§ AIM OF THE EXERCISE: With the material below, print exactly the lines between the line holding "PR #316, opened 2021-01-04" and the line holding "interfaces/IBF-dashboard/src/global.scss", inclusive. Add nothing else.

-------------------------

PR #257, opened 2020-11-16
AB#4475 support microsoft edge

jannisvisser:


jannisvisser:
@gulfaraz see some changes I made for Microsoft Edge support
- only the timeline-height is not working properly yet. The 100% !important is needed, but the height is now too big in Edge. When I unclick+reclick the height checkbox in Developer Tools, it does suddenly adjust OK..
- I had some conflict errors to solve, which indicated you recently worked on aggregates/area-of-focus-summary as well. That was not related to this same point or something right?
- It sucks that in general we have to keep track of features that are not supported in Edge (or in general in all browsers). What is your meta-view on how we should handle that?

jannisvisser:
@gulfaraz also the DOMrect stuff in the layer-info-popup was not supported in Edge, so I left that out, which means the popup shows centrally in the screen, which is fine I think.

-------------------------

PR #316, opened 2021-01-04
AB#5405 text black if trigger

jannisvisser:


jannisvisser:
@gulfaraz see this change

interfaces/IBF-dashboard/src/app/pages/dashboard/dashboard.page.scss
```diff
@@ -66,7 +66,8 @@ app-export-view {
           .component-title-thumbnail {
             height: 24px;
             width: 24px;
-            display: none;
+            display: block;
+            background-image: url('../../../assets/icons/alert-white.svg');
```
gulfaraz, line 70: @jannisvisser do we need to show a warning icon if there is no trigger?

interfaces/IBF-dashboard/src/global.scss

-------------------------

§ EXERCISE ANSWER:
PR #316, opened 2021-01-04
AB#5405 text black if trigger

jannisvisser:


jannisvisser:
@gulfaraz see this change

interfaces/IBF-dashboard/src/app/pages/dashboard/dashboard.page.scss
```diff
@@ -66,7 +66,8 @@ app-export-view {
           .component-title-thumbnail {
             height: 24px;
             width: 24px;
-            display: none;
+            display: block;
+            background-image: url('../../../assets/icons/alert-white.svg');
```
gulfaraz, line 70: @jannisvisser do we need to show a warning icon if there is no trigger?

interfaces/IBF-dashboard/src/global.scss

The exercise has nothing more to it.